Returning Sight - The Fissures of Moving Image: Curated by HSU Fong-Ray
In the returning gaze of imagery, the reading of language never transcends a silent gaze.
The display of imagery allows reality — moments that have passed — to reappear before one’s eyes. This version of reality, however, is never the same as what happened before the camera lens. What exists between the past and the present, when captured by the lens, becomes a subject for contemporary art that is explained and interpreted through text, in order to establish a legitimate connection with the viewer. A work of imagery then becomes contextualized for viewing and exhibition purposes. This is when imagery loses its prerogative to exist on its own, while text — be it artist statement or curatorial — bestows superfluous meaning upon the imagery. But it has been forgotten that only when imagery stands on its own, without text, does it speak volumes.
How does imagery speak to the viewer? Perhaps through this imaginary fissure which allows the moving image to segue between the viewer’s observation and perception. The exhibition Returning Sight — The Fissures of Moving Image attempts to take imagery out of its normal context, beckoning the viewer to explore it, free from symbolism, descriptive influences, and narrative influences. The reappearance of imagery is investigated through the works of Machine Whisper (2015) by WU I-YEH, The Presence of Silence by HOU I-Ting, Scenery Other End by TSENG Yu-Chin, Ten Minutes Left by NIU Chun-Chiang, and The Island by LIN Guan-Ming. The instinctive nature of these artists’ image aesthetics changes viewers’ perception of time in each individual work, where imagery reclaims its fundamental right to exist on its own, making the invisible visible, and silence heard.

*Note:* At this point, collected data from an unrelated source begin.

PR #4669, opened 2025-05-08
Enable Python 3.14 test

oscargus:
Running in CI now to see that it works etc. Will change back to experimental after confirmation.

Seems to run as expected. The fail comes from a dependency not working in 3.14 (I think).

### DIFF
--- a/.codecov.yml
+++ b/.codecov.yml
@@ -17,7 +17,7 @@ codecov:
         #
         # [1] https://docs.codecov.io/docs/merging-reports#how-does-codecov-know-when-to-send-notifications
         # [2] https://docs.codecov.io/docs/notifications#preventing-notifications-until-after-n-builds
-        after_n_builds: 24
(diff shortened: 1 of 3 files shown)


ktbarrett:
Looks liek this could be solved by installing `libxml` and `libxslt`?

oscargus:
I didn't read that far... Only saw the deprecation. Will figure out how to add those for 3.14 only.

ktbarrett:
Oh. One last change I forgot about. The number of jobs before reporting coverage will need to be incremented. Its in `.codecov.yml`.

oscargus:
Bumped that to 25. Is that the (now) 17 jobs in the "ci" group and the 8 in the "licensed" group? Maybe one should add a job that checks that it is up to date?

ktbarrett:
In an ideal world yeah we would write a job to check it. But it doesn't change too often.

PR #4670, opened 2025-05-09
Fix segfault

### LINKED ISSUE #4667: Segfault in VCS Slave mode exposed a bug?
Regarding #4499 

I am using VCS in a slave-mode configuration and seeing this `delete cb_data` is causing a seg fault. I suspect it's because the `delete` is happening AFTER the PyGilState_Release is called. If I move the DEFER(delete) to AFTER the DEFER(delete cb_data) then it works fine for me. 

I instrumented the Deferrable class and saw this ordering after I made the change and is working fine for me. Notice the delete happens before the GIL releaes.

```
DEFER to_simulator()
DEFER PyGILState_Release(gstate)
DEFER delete cb_data
DESTRUCTOR: delete cb_data
DESTRUCTOR: PyGILState_Release(gstate)
DESTRUCTOR: to_simulator()
```

Code change:
```
diff --git i/src/cocotb/share/include/cocotb_utils.h w/src/cocotb/share/include/cocotb_utils.h
index dc0d7fc6..54a6cea3 100644
--- i/src/cocotb/share/include/cocotb_utils.h
+++ w/src/cocotb/share/include/cocotb_utils.h
@@ -50,21 +50,22 @@ extern "C" COCOTBUTILS_EXPORT int is_python_context;
 template <typename F>
 class Deferable {
   public:
-    constexpr Deferable(F f) : f_(f) {};
-    ~Deferable() { f_(); }
+    constexpr Deferable(F f, char* statement) : f_(f), statement_(statement) {};
+    ~Deferable() { printf("DESTRUCTOR: %s\n", statement_); f_(); }
 
   private:
     F f_;
+    char* statement_;
 };
 
 template <typename F>
-constexpr Deferable<F> make_deferable(F f) {
-    return Deferable<F>(f);
+constexpr Deferable<F> make_deferable(F f, char* statement) {
+    return Deferable<F>(f, statement);
 }
 
 #define DEFER1(a, b) a##b
 #define DEFER0(a, b) DEFER1(a, b)
 #define DEFER(statement) \
-    auto DEFER0(_defer, __COUNTER__) = make_deferable([&]() { statement; });
+    printf("DEFER " # statement "\n");auto DEFER0(_defer, __COUNTER__) = make_deferable([&]() { statement; }, #statement); 
 
 #endif /* COCOTB_UTILS_H_ */
diff --git i/src/cocotb/share/lib/simulator/simulatormodule.cpp w/src/cocotb/share/lib/simulator/simulatormodule.cpp
index 799138fc..09f9a62f 100644
--- i/src/cocotb/share/lib/simulator/simulatormodule.cpp
+++ w/src/cocotb/share/lib/simulator/simulatormodule.cpp
@@ -169,10 +169,10 @@ int handle_gpi_callback(void *user_data) {
     DEFER(to_simulator());
 
     PythonCallback *cb_data = (PythonCallback *)user_data;
-    DEFER(delete cb_data);
 
     DEFER(PyGILState_Release(gstate));
+    DEFER(delete cb_data);
 
     // Call the callback
     PyObject *pValue =

```

Reproducer here: https://github.com/awmoore-intel/cocotb-vcs-slave

ktbarrett:
Closes #4667.

`delete`ing the `PythonCallback` calls Python C API functions, which is not safe unless the GIL is acquired, so the `Ensure` and `DEFER(Release)` were moved up, so the release occurs *after* the delete of the callback when destructors are run.

### DIFF
--- a/src/cocotb/share/lib/simulator/simulatormodule.cpp
+++ b/src/cocotb/share/lib/simulator/simulatormodule.cpp
@@ -161,11 +161,11 @@ int handle_gpi_callback(void *user_data) {
     to_python();
     DEFER(to_simulator());
 
-    PythonCallback *cb_data = (PythonCallback *)user_data;
-    DEFER(delete cb_data);
-
     PyGILState_STATE gstate = PyGILState_Ensure();
     DEFER(PyGILState_Release(gstate));
+
+    PythonCallback *cb_data = (PythonCallback *)user_data;
+    DEFER(delete cb_data);
 
     // Call the callback
     PyObject *pValue =
--- a/src/cocotb/share/lib/simulator/simulatormodule.cpp
+++ b/src/cocotb/share/lib/simulator/simulatormodule.cpp
@@ -21,11 +21,6 @@
 
 // This file defines the routines available to Python
 
-#define COCOTB_ACTIVE_ID \
-    0xC0C07B  // User data flag to indicate callback is active
-#define COCOTB_INACTIVE_ID \
-    0xDEADB175  // User data flag set when callback has been de-registered
-
 #define MODULE_NAME "simulator"
 
 // callback user data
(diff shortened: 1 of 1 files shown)


imphil (approved):

ktbarrett:
So I think fixing this bug uncovered a bug in the FLI implementation. We seem to be calling up on a callback that has already been handled.

ktbarrett:
Oh god... it's the first commit that's the issue. Removing the unused field of `PythonCallback` causes a segfault. The only thing I can think of is something is clobbering the first word of the callback object. I can't debug this right now, so I'm thinking we just leave the padding.

PR #4900, opened 2025-08-19
Add `COCOTB_LOG_PREFIX` to customize the default log Formatter's appearance

### LINKED ISSUE #4808: Logging Improvements

ktbarrett:
Depends on #4909. Closes #4808.

In lieu of of using the half-baked `logging.fileConfig` I've added `COCOTB_LOG_PREFIX` envvar to allow users to customize their logging prefix using an f-string.

Example usage:
```bash
# no prefix
COCOTB_LOG_PREFIX=
# [COCOTB] 12.035ns My Message!
COCOTB_LOG_PREFIX="{ansi.YELLOW_FG}[COCOTB]{ansi.DEFAULT_FG {simtime.get_time_from_sim_steps(record.created_sim_time, 'ns')}ns "
# This is the non-color default log format for cocotb -ish
COCOTB_LOG_PREFIX="{simtime.get_time_from_sim_steps(record.created_sim_time, 'ns'):>9}ns {record.levelname:<8} {record.name[-34:]:<34}"
```

Pros:
* Allows customization the prefix with very little hassle (`fileConfig` is half-baked and has a few limitations and requires some additional code to run to be able to use custom formatters).
* No noticeable affect on performance compared to the default logger.

Cons:
* Must keep a curated list of variables to use in evaluation, this may mean on-going feature requests.
* Limited in evaluation logic since it isn't full Python, just f-string.

### TODO
- [x] docs
- [x] test
- [x] newsfrag
- [x] ~~factor ljust and rjust out so they can be used in expressions?~~

### DIFF
--- a/docs/source/building.rst
+++ b/docs/source/building.rst
@@ -130,19 +130,25 @@ Cocotb
     Logs will include simulation time, message type (``INFO``, ``WARNING``, ``ERROR``, ...), logger name, and the log message itself.
     If the value is set to ``0``, the filename and line number where a log function was called will be added between the logger name and the log message.
 
-.. envvar:: COCOTB_ATTACH
+.. envvar:: COCOTB_LOG_PREFIX
 
-    In order to give yourself time to attach a debugger to the simulator process before it starts to run,
-    you can set the environment variable :envvar:`COCOTB_ATTACH` to a pause time value in seconds.
-    If set, cocotb will print the process ID (PID) to attach to and wait the specified time before
-    actually letting the simulator run.
+    Customize the log message prefix.
+    The value of this variable should be in Python f-string syntax.
+    It has access to the following variables:
 
-.. envvar:: COCOTB_ENABLE_PROFILING
+    - ``record``: The :class:`~logging.LogRecord` being formatted. This includes the attribute ``created_sim_time``, which is the simulation time in steps.
+    - ``time``: The Python :mod:`time` module.
+    - ``simtime``: The cocotb :mod:`cocotb.simtime` module.
+    - ``ansi``: The cocotb :mod:`cocotb.ANSI` module, which contains ANSI escape codes for coloring the output.
 
-    Enable performance analysis of the Python portion of cocotb. When set, a file :file:`test_profile.pstat`
-    will be written which contains statistics about the cumulative time spent in the functions.
+    The following example is a color-less version of the default log prefix.
 
-    From this, a callgraph diagram can be generated with `gprof2dot <https://github.com/jrfonseca/gprof2dot>`_ and ``graphviz``.
+    .. code-block:: shell
+
+        COCOTB_LOG_PREFIX="{simtime.convert(record.created_sim_time, 'step', to='ns'):>9}ns {record.levelname:<8} {record.name[-34:]:<34} "
+
+    .. note::
+        If this variable is set, :envvar:`COCOTB_REDUCED_LOG_FMT` has no effect.
 
 .. envvar:: COCOTB_LOG_LEVEL
 
@@ -164,6 +170,20 @@ Cocotb
     This behaves similarly to ``INFO``.
 
     .. versionadded:: 2.0
+
+.. envvar:: COCOTB_ATTACH
+
+    In order to give yourself time to attach a debugger to the simulator process before it starts to run,
+    you can set the environment variable :envvar:`COCOTB_ATTACH` to a pause time value in seconds.
+    If set, cocotb will print the process ID (PID) to attach to and wait the specified time before
+    actually letting the simulator run.
+
+.. envvar:: COCOTB_ENABLE_PROFILING
+
+    Enable performance analysis of the Python portion of cocotb. When set, a file :file:`test_profile.pstat`
+    will be written which contains statistics about the cumulative time spent in the functions.
+
+    From this, a callgraph diagram can be generated with `gprof2dot <https://github.com/jrfonseca/gprof2dot>`_ and ``graphviz``.
 
 .. envvar:: COCOTB_RESOLVE_X
 
@@ -223,7 +243,6 @@ Cocotb
             make simulator_test SIM=<your simulator here> TOPLEVEL_LANG=<vhdl or verilog>
 
         If the tests pass, your simulator and version apply inertial writes as expected and you can turn on :envvar:`COCOTB_TRUST_INERTIAL_WRITES`.
-
 
 Regression Manager
 ~~~~~~~~~~~~~~~~~~
--- a/docs/source/library_reference.rst
+++ b/docs/source/library_reference.rst
@@ -318,8 +318,6 @@ Logging
 .. module:: cocotb.logging
     :synopsis: Classes for logging messages from cocotb during simulation.
 
-.. autodata:: strip_ansi
-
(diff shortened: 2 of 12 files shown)


ktbarrett:
One question is, should we un-privatize `cocotb._ANSI` since this is now sort of public via `COCOTB_LOG_PREFIX`?

docs/source/building.rst
```diff
@@ -225,6 +225,27 @@ Cocotb
         If the tests pass, your simulator and version apply inertial writes as expected and you can turn on :envvar:`COCOTB_TRUST_INERTIAL_WRITES`.
 
 
+.. envvar:: COCOTB_LOG_PREFIX
+
+    Customize the log message prefix.
+
+    The value of this variable should be a Python f-string that has access to the following variables:
```
cmarqu:
```suggestion
    The value of this variable should be in Python f-string syntax. It has access to the following variables:
```

cmarqu (approved):
One suggestion.

cmarqu:
I didn't try it yet, so a theoretical question: If the user has an error in this variable, is the resulting error message understandable?
Would it be an improvement if it was mentioning the `COCOTB_LOG_PREFIX` variable?

cmarqu:
Maybe move up the documentation of the variable so that it is next to the other `COCOTBB_LOG_*` variables. (https://cocotb--4900.org.readthedocs.build/en/4900/building.html#envvar-COCOTB_LOG_PREFIX)

cmarqu:
I suppose we should add `cocotb._ANSI` to the library reference docs (and make it public?) now that we refer to it from a public variable.

ktbarrett:
> I didn't try it yet, so a theoretical question: If the user has an error in this variable, is the resulting error message understandable?

No it prints the exception to a fallback logging method (`Handler.handleError`) that makes it very obvious what the error is, but it prints it for every message that comes through. The Handler isn't necessarily in the callstack (`QueueHandler`) so it just prints the exception and continues. It's ugly, but IDK, thoughts?

And yeah I will make `cocotb.ANSI` public again. I'm not sure it's worth documenting everything in it, but I'll add a synopsys along the lines of 

> Included are ANSI escape codes for coloring output.
> Variables that end in `_FG` color the character or symbol and variables ("foreground") that end in `_BG` color the background.
> Foreground and background colors can be combined together;
> but setting a new foreground will override the previous, and the same goes for backgrounds.
> Use `DEFAULT_FG` and `DEFAULT_BG` to reset the coloring to the default colors.

ktbarrett:
@cmarqu Added the ANSI module back, need a re-review.

docs/source/building.rst
```diff
@@ -130,6 +130,27 @@ Cocotb
...
+.. envvar:: COCOTB_LOG_PREFIX
+
+    Customize the log message prefix.
+    The value of this variable should be in Python f-string syntax.
+    It has access to the following variables:
+
+    - ``record``: The :class:`~logging.LogRecord` being formatted. This includes the attribute ``created_sim_time``, which is the simulation time in steps.
+    - ``time``: The Python :mod:`time` module.
+    - ``simtime``: The cocotb :mod:`cocotb.utils` module.
+    - ``ansi``: The cocotb :mod:`!cocotb._ANSI` module, which contains ANSI escape codes for coloring the output.
```
cmarqu:
```suggestion
    - ``ansi``: The cocotb :mod:`cocotb.ANSI` module, which contains ANSI escape codes for coloring the output.
```

cmarqu:
Move the description of `COCOTB_LOG_LEVEL` and `GPI_LOG_LEVEL` next to `COCOTB_LOG_PREFIX`?

cmarqu:
> No it prints the exception to a fallback logging method (`Handler.handleError`) that makes it very obvious what the error is, but it prints it for every message that comes through. The Handler isn't necessarily in the callstack (`QueueHandler`) so it just prints the exception and continues. It's ugly, but IDK, thoughts?

How about if `COCOTB_LOG_PREFIX` is not empty, additionally print "Please check that the COCOTB_LOG_PREFIX environment variable is well-formatted."?
(I imagine that some users might not know that the variable is set in more complicated build environments where they don't control all of it.)

docs/source/library_reference.rst
```diff
@@ -336,6 +334,10 @@ Logging
     :show-inheritance:
     :no-members:
 
+.. autodata:: strip_ansi
+
+.. automodule:: cocotb.ANSI
```
cmarqu: This doesn't create anything that acts as a heading:
https://cocotb--4900.org.readthedocs.build/en/4900/library_reference.html#cocotb.logging.strip_ansi

Not sure right now how to best fix this...

cmarqu: Maybe a `:synopsis:` already helps?

ktbarrett:
@cmarqu Don't worry, I plan on organizing the "building" page a bit better in a follow-on PR.

docs/source/library_reference.rst
ktbarrett: Is the synopsis not the same thing as the module docstring?

cmarqu: `:synopsis:` is taken for the short descriptions in the index (https://cocotb--4900.org.readthedocs.build/en/4900/py-modindex.html) where nobody ever looks; but here I was just hoping it would also trigger a change in the module docs rendering. But what you have also works.

cmarqu: Actually... if we used "proper" enums or something like that in the ANSI module, this problem would solve itself and the user could see the values we have defined.

ktbarrett: If we are going to do that, now is the time. Do we replace `cocotb.ANSI` module with a `cocotb.logging.ANSI` `StrEnum`?

I would do this in a follow-on, of course.

cmarqu: IMO it would be best, yes.

PR #4901, opened 2025-08-19
Simulated time utils improvements

ktbarrett:
Moves the time precision from a function to a variable which is a tad faster and can be overridden by the user for non-simulator based testing.

Also adds a `convert` function to replace the functionality of both `get_sim_steps` and `get_time_from_sim_steps` in a intuitive package.

### TODO
- [ ] docs
- [ ] tests
- [ ] newsfrags


src/cocotb/simtime.py
```diff
@@ -0,0 +1,228 @@
...
+    to: TimeUnit,
+    round_mode: RoundMode = "error",
+) -> float:
+    """Convert times in one unit to another unit.
+
+    Args:
+        value: The time value.
+        unit: The unit of *value*.
+        to: The unit to convert *value* to.
+        round_mode:
```
cmarqu, line 67: Description missing.

src/cocotb/simtime.py
```diff
@@ -0,0 +1,228 @@
...
+        result_rounded = floor(result)
+    else:
+        raise ValueError(f"Invalid round_mode specifier: {round_mode}")
+
+    return result_rounded
+
+
+@lru_cache(maxsize=None)
+def _get_log_time_scale(unit: TimeUnitWithoutSteps) -> int:
+    """Retrieves the ``log10()`` of the scale factor for a given time unit.
```
cmarqu:
```suggestion
    """Retrieve the ``log10()`` of the scale factor for a given time unit.
```

src/cocotb/simtime.py
```diff
@@ -0,0 +1,228 @@
...
+
+
+def convert(
+    value: Union[float, Decimal, Fraction],
+    unit: TimeUnit,
+    *,
+    to: TimeUnit,
+    round_mode: RoundMode = "error",
+) -> float:
+    """Convert times in one unit to another unit.
```
cmarqu:
```suggestion
    """Convert time values in one unit to another unit.
```

src/cocotb/simtime.py
ktbarrett: Ah yeah. I was debating if I should copy the description from `get_sim_steps` wholesale since I expect this to be the newer better way and the other functions deprecated at some point.

ktbarrett: I did, more or less.

docs/source/library_reference.rst
```diff
@@ -302,11 +302,15 @@ Asynchronous Queues
 Simulation Time Utilities
 =========================
 
-.. automodule:: cocotb.utils
+.. automodule:: cocotb.simtime
     :members:
     :member-order: bysource
```
cmarqu, line 307:
```suggestion
    :member-order: bysource
    :synopsis: Tools for dealing with simulated time.
```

The image is never a simply reality. Cinematic images are primarily operations, relations between the sayable and the visible, ways of playing with the before and after, cause and effect. These operations involve different image-function, different meanings of the word "image". Two cinematic shots or sequence of shots can thus pertain to a very different "imageness". Conversely, one cinematic shot can pertain to the same type of imagness as a novelistic sentence or a painting.
-Jacques Rancière
The distinction of images lies in its ability to recreate itself in the transition between mediums, not only as an imitation of reality, but also exhibitingplurality. Yet the attainment and designation of visual identity often implies a rejection of reproduction and a dependence on language for visible images, which connects knowledge, perception, action, contemplation, consciousness, and unconsciousness to the same level of activities. This is not only an attempt to align the experience between subject and spectator, but for latter to ignore mental trajectories, while the experience itself begins to fall apart. It imparts an imbalance between content and form, shifting towards a translated form of matter and text, altered into simple descriptive structure and textual content, to govern, entitle, and examine an image's relation between inception and intention. When the emancipation of images is directly linked to reproduced imitation and its subsequent displacement, its appearance of ambiguous perceptions fall into the tethers of language, and images become stories or uncracked visual codes, reproduced equally and uniformly, which disrupts existing systems.
The operation of images is an examination of reproduction, where real experiences are resistant to constructed rationality, which force images to lose their meaning, overcome by knowledge and language. We can therefore call into question: How does the audience comprehend the meaning of images, through a mixture of constructed rationality and lived experience? The display of images is a summoning of absence, making concealed sensuality visible and touchable, but this is in fact the inhibition and duality of reproduction-unfolding between the grey area of the visible and invisible, presence and absence. Images break through silence only when they no longer speak to their spectators. In other words, when images are replaced by language, they become voice pipes, transmitted through mutated bodies. In contrast, when images are silent, its form becomes the content of art, escaping the bounds of language, and retains its body. We can perhaps imagine a crack within reproductions, allowing images to reflect between observation and perception. That is representation constructed by time and motion, which allows images to move beyond the constraints of concept to instinctual perception.
The exhibition "Returning Sight — The Fissures of Moving Image" attempts to elevate representation in moving images, allowing images to explore environmental qualities outside of symbolism, exposition, and description. The momentum of which comes from condensed, frozen time and the motion of moving images, coated between movement and stillness. This action appears to sever the connection between representation and reproduction, enabling images to embody truth and preserve their power, revealing indiscernible strength and voicing the inaudible.
In the returning gaze of images, the reading of language never surpasses silent gaze.